== ABOUT THIS EXERCISE ==
Each of the entries beneath this task should be written out exactly.

══ THE DATA

PR #1167, opened 2026-08-08
Thread backend convergence metadata through the a-posteriori safety check

### LINKED ISSUE #1166: solve! discards iteration count and residual when the a-posteriori safety check fails
## Description

When an iterative solve converges by the backend's own stopping test but fails LinearSolve's a-posteriori residual safety check, the returned solution reports `iters = 0` and `resid = nothing`. The real convergence metadata is computed and then thrown away, so users debugging an `APosterioriSafetyFailure` lose exactly the diagnostics they need (how many iterations ran, what residual was reached).

## Where

- `src/factorization.jl` (`_check_residual_safety`, around L138-145): on failure it returns

  ```julia
  SciMLBase.build_linear_solution(
      alg, y, nothing, nothing; retcode = ReturnCode.APosterioriSafetyFailure
  )
  ```

  passing `nothing` for the residual and defaulting `iters`, even though the check itself computed `res_norm` two lines earlier.

- `ext/LinearSolvePETScExt.jl` (`solve!`, around L822-836): `iters` and `resid` are read from the KSP right before `postsolve_solution_check` is called; the early return on failure drops both.

## Reproduction

2-D FD Laplacian (N = 40k), PETSc GAMG-CG, `reltol = 1e-8`:

```julia
using LinearSolve, PETSc, SparseArrays, MPI
A = <2-D 5-point Laplacian, 200x200 grid>; b = ones(size(A, 1))
alg = PETScAlgorithm(:cg; pc_type = :gamg)
sol = solve(LinearProblem(A, b), alg; reltol = 1e-8)
sol.retcode  # APosterioriSafetyFailure
sol.iters    # 0   <- PETSc's own log says CONVERGED_RTOL iterations 10
```

Root cause of the disagreement itself is well understood: preconditioned CG converges in the preconditioned norm while the safety check uses the true residual (`ksp_norm_type = "unpreconditioned"` is a user-side workaround). This issue is only about the metadata being dropped on that path.

## Suggested fix

Let callers pass the metadata through, defaulting to today's behavior:

```julia
function _check_residual_safety(cache, alg, A_original, y; iters = 0, resid = nothing)
    ...
    return SciMLBase.build_linear_solution(
        alg, y, something(resid, res_norm), nothing;
        retcode = ReturnCode.APosterioriSafetyFailure, iters
    )
end
```

Even with no caller changes, `res_norm` (already computed) is a strictly better residual to report than `nothing`. The PETSc extension would then forward its `iters`/`resid`. Happy to submit this as a PR.

## Context

Found while standing up the distributed LinearSolve benchmarks for SciMLBenchmarks; the benchmark surfaced it because iteration counts are printed on every run as a scaling-validity check. Related finds from the same effort: #1142 and the CUDAOffload32Mixed fix PR.

AJ0070:
Fixes #1166.

## Checklist

## Additional context

- _check_residual_safety now accepts iters and resid kwargs and puts them on the APosterioriSafetyFailure solution instead of dropping them.
- The PETSc extension forwards the KSP iteration count and residual norm through postsolve_solution_check, on both the serial and the MPI PSparseMatrix paths.
- The MPI path previously hardcoded nothing for resid even though it had just computed the distributed residual norm; it now reports the forwarded KSP norm with the computed norm as fallback.
- Defaults keep the failure solution type identical to the success path. Reporting the check's own res_norm by default would put a Float64/Nothing union in solve!'s return type for every LU algorithm and break the concrete-return QA tests in test/qa/jet.jl; this was measured, not guessed.
- Tests: metadata pass-through and unchanged defaults in test/Core/default_algs.jl, plus PETSc serial and MPI safety-failure tests asserting iters > 0 and a positive Float64 resid.
- Verified locally: solve! return types stay concrete for the default solver, LUFactorization and GenericLUFactorization; QA jet.jl and allocations suites green; Runic clean.

AI Disclosure: Used Opus 5

### DIFF
--- a/ext/LinearSolvePETScExt.jl
+++ b/ext/LinearSolvePETScExt.jl
@@ -617,14 +617,17 @@ function gather_petsc_vec_to_all!(u::AbstractVector, petsclib, petsc_x)
     return nothing
 end
 
-function postsolve_solution_check(cache, alg, pcache, A::AbstractMatrix, u::AbstractVector)
+function postsolve_solution_check(
+        cache, alg, pcache, A::AbstractMatrix, u::AbstractVector;
+        iters::Int = 0, resid = nothing
+    )
     if pcache.comm == MPI.COMM_SELF || A isa SparseMatrixCSC
-        return LinearSolve._check_residual_safety(cache, alg, A, u)
+        return LinearSolve._check_residual_safety(cache, alg, A, u; iters, resid)
     end
     return nothing
 end
 
-postsolve_solution_check(cache, alg, pcache, A, u) = nothing
+postsolve_solution_check(cache, alg, pcache, A, u; iters::Int = 0, resid = nothing) = nothing
 
 function run_ksp_mpi!(pcache, petsclib, alg, b::AbstractVector, u::AbstractVector)
     petsc_x = pcache.petsc_x
@@ -830,7 +833,7 @@ function SciMLBase.solve!(cache::LinearCache, alg::PETScAlgorithm; kwargs...)
         retcode = ReturnCode.Failure
     end
     if retcode === ReturnCode.Success
-        failed = postsolve_solution_check(cache, alg, pcache, cache.A, cache.u)
+        failed = postsolve_solution_check(cache, alg, pcache, cache.A, cache.u; iters, resid)
         failed !== nothing && return failed
     end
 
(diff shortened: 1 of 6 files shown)


AJ0070:
@ChrisRackauckas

════

== TASK OUTPUT ==
PR #1167, opened 2026-08-08
Thread backend convergence metadata through the a-posteriori safety check

### LINKED ISSUE #1166: solve! discards iteration count and residual when the a-posteriori safety check fails
## Description

When an iterative solve converges by the backend's own stopping test but fails LinearSolve's a-posteriori residual safety check, the returned solution reports `iters = 0` and `resid = nothing`. The real convergence metadata is computed and then thrown away, so users debugging an `APosterioriSafetyFailure` lose exactly the diagnostics they need (how many iterations ran, what residual was reached).

## Where

- `src/factorization.jl` (`_check_residual_safety`, around L138-145): on failure it returns

  ```julia
  SciMLBase.build_linear_solution(
      alg, y, nothing, nothing; retcode = ReturnCode.APosterioriSafetyFailure
  )
  ```

  passing `nothing` for the residual and defaulting `iters`, even though the check itself computed `res_norm` two lines earlier.

- `ext/LinearSolvePETScExt.jl` (`solve!`, around L822-836): `iters` and `resid` are read from the KSP right before `postsolve_solution_check` is called; the early return on failure drops both.

## Reproduction

2-D FD Laplacian (N = 40k), PETSc GAMG-CG, `reltol = 1e-8`:

```julia
using LinearSolve, PETSc, SparseArrays, MPI
A = <2-D 5-point Laplacian, 200x200 grid>; b = ones(size(A, 1))
alg = PETScAlgorithm(:cg; pc_type = :gamg)
sol = solve(LinearProblem(A, b), alg; reltol = 1e-8)
sol.retcode  # APosterioriSafetyFailure
sol.iters    # 0   <- PETSc's own log says CONVERGED_RTOL iterations 10
```

Root cause of the disagreement itself is well understood: preconditioned CG converges in the preconditioned norm while the safety check uses the true residual (`ksp_norm_type = "unpreconditioned"` is a user-side workaround). This issue is only about the metadata being dropped on that path.

## Suggested fix

Let callers pass the metadata through, defaulting to today's behavior:

```julia
function _check_residual_safety(cache, alg, A_original, y; iters = 0, resid = nothing)
    ...
    return SciMLBase.build_linear_solution(
        alg, y, something(resid, res_norm), nothing;
        retcode = ReturnCode.APosterioriSafetyFailure, iters
    )
end
```

Even with no caller changes, `res_norm` (already computed) is a strictly better residual to report than `nothing`. The PETSc extension would then forward its `iters`/`resid`. Happy to submit this as a PR.

## Context

Found while standing up the distributed LinearSolve benchmarks for SciMLBenchmarks; the benchmark surfaced it because iteration counts are printed on every run as a scaling-validity check. Related finds from the same effort: #1142 and the CUDAOffload32Mixed fix PR.

AJ0070:
Fixes #1166.

## Checklist

## Additional context

- _check_residual_safety now accepts iters and resid kwargs and puts them on the APosterioriSafetyFailure solution instead of dropping them.
- The PETSc extension forwards the KSP iteration count and residual norm through postsolve_solution_check, on both the serial and the MPI PSparseMatrix paths.
- The MPI path previously hardcoded nothing for resid even though it had just computed the distributed residual norm; it now reports the forwarded KSP norm with the computed norm as fallback.
- Defaults keep the failure solution type identical to the success path. Reporting the check's own res_norm by default would put a Float64/Nothing union in solve!'s return type for every LU algorithm and break the concrete-return QA tests in test/qa/jet.jl; this was measured, not guessed.
- Tests: metadata pass-through and unchanged defaults in test/Core/default_algs.jl, plus PETSc serial and MPI safety-failure tests asserting iters > 0 and a positive Float64 resid.
- Verified locally: solve! return types stay concrete for the default solver, LUFactorization and GenericLUFactorization; QA jet.jl and allocations suites green; Runic clean.

AI Disclosure: Used Opus 5

### DIFF
--- a/ext/LinearSolvePETScExt.jl
+++ b/ext/LinearSolvePETScExt.jl
@@ -617,14 +617,17 @@ function gather_petsc_vec_to_all!(u::AbstractVector, petsclib, petsc_x)
     return nothing
 end
 
-function postsolve_solution_check(cache, alg, pcache, A::AbstractMatrix, u::AbstractVector)
+function postsolve_solution_check(
+        cache, alg, pcache, A::AbstractMatrix, u::AbstractVector;
+        iters::Int = 0, resid = nothing
+    )
     if pcache.comm == MPI.COMM_SELF || A isa SparseMatrixCSC
-        return LinearSolve._check_residual_safety(cache, alg, A, u)
+        return LinearSolve._check_residual_safety(cache, alg, A, u; iters, resid)
     end
     return nothing
 end
 
-postsolve_solution_check(cache, alg, pcache, A, u) = nothing
+postsolve_solution_check(cache, alg, pcache, A, u; iters::Int = 0, resid = nothing) = nothing
 
 function run_ksp_mpi!(pcache, petsclib, alg, b::AbstractVector, u::AbstractVector)
     petsc_x = pcache.petsc_x
@@ -830,7 +833,7 @@ function SciMLBase.solve!(cache::LinearCache, alg::PETScAlgorithm; kwargs...)
         retcode = ReturnCode.Failure
     end
     if retcode === ReturnCode.Success
-        failed = postsolve_solution_check(cache, alg, pcache, cache.A, cache.u)
+        failed = postsolve_solution_check(cache, alg, pcache, cache.A, cache.u; iters, resid)
         failed !== nothing && return failed
     end
 
(diff shortened: 1 of 6 files shown)


AJ0070:
@ChrisRackauckas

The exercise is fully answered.